**Available records**:
PR #813, opened 2012-01-30
Implement a Database Iterator for iterating on queries

chdemko:
This pull request implement a Database Iterator for all SQL engines. The use is:

```
$dbo = JFactory::getDbo()->setType('stdClass');
$dbo->setQuery($dbo->getQuery(true)->select('*')->from('#__users'));
$dbo2 = clone $dbo;
foreach ($dbo as $i => $row)
{
    $query2 = $dbo2->getQuery(true)->select('*')->from('#__user_usergroup_map')->where('user_id = ' . (int) $row->id);
    $dbo2->setQuery($query2);
    foreach ($dbo2 as $i2 => $row2)
    {
        var_dump($row->id, $row2->group_id);
    }
}
```


realityking:
Cool stuff Christophe! I do have one small concern. Should we really take away access to the fetch\* methods without warning? Maybe it's better to add a deprecate note that access will be protected in release X. (I wouldn't add it do the deprecated log since the methods will be called hundreds of time's from inside JDatabase.)

chdemko:
@realityking, access is moved from protected to public (not the inverse)

pasamio:
Why not make JDatabase and it's derivatives just implement Iterator directly? Effectively it has to do this anyway, you're just creating a proxy object to it.

chdemko:
@pasamio: it is a very good idea but it leads to implement the cloning of objects as I wanted to allow nested loops query. Code has been updated for this purpose.

realityking:
To me keeping this separate makes sense. I can see us using other interfaces (e.g. countable, serializeable, jsonserializeable, maybe even array access) here as well.

Maybe we should have something like a JDatabseResult object and a method in JDatabase that returns that object. One could than either use JDatabase::setQuery() and make another function call to get the result object or use the API originally proposed by Christophe.

chdemko:
@realityking, we can add multiple interface to the JDatabase class. In fact Sam's remark is relevant: the purpose of iterating through a database is to browse the query results

libraries/joomla/database/database.php
```diff
@@ -54,7 +54,7 @@ public static function test();
 	 * @var    string
 	 * @since  11.1
 	 */
-	public $name;
+	public static $name;
```
ianmacl, line 57: This is an API change.  Is there a particular reason for it?  I don't get it.  See also all the other properties that are being made static - why?

tests/suite/joomla/database/database/JDatabaseMySQLTest.php
```diff
@@ -608,4 +608,250 @@ public function testUpdateObject()
...
+	 * @return  void
+	 *
+	 * @since   12.1
+	 */
+	public function testForEach()
+	{
+		// Testing 'alloc' type without specific key
+		$this->object->setType('assoc')->setKey(null)->setQuery($this->object->getQuery(true)->select('title')->from('jos_dbtest'));
+		$results = array(
+			array('title' => 'Testing'),
```
ianmacl: It isn't clear to me what this is testing against.  It might be worthwhile to document the stubs with the tests.

tests/suite/joomla/database/database/JDatabaseMySQLTest.php
```diff
@@ -608,4 +608,250 @@ public function testUpdateObject()
...
+		foreach ($this->object as $i => $result)
+		{
+			$this->assertThat(
+				$result,
+				$this->equalTo($results[$i]),
+				__LINE__
+			);
+		}
+
+		// Testing 'stdClass' type without specific key
```
ianmacl: Each new test should be in a separate method.

libraries/joomla/database/database.php
chdemko, line 57: Since the cloning could be possible, it's for avoiding useless duplicated properties

tests/suite/joomla/database/database/JDatabaseMySQLTest.php
chdemko: this is testing the pattern

```
foreach ($dbo as $key => $row)
```

which calls rewind, current, key, next and valid methods of the Iterator interface

tests/suite/joomla/database/database/JDatabaseMySQLTest.php
chdemko: I will split the tests in several methods

chdemko:
@ianmacl I've added backward compatibility for old instance properties and I've reorganized unit tests

eddieajau:
I really like the idea in principle, but I'm feeling like we need to do the iteration on a result set and not the db object (and that gets around your cloning problem).  To be honest it would also be nice to be able to iterate over "pages" of data as well.  I'll have a think about it because I need this for work :)

chdemko:
@eddieajau this was my primary idea (see https://github.com/joomla/joomla-platform/pull/813#issuecomment-3734335). I can come back to the original idea (implementing a JDatabaseIterator class). What do you mean by "pages" of data ?

chdemko:
@eddieajau See #903

chdemko:
Closing this one. See #903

**Task requirements**: Return every line above where "setType" appears.

**Exercise result**:
$dbo = JFactory::getDbo()->setType('stdClass');
+		$this->object->setType('assoc')->setKey(null)->setQuery($this->object->getQuery(true)->select('title')->from('jos_dbtest'));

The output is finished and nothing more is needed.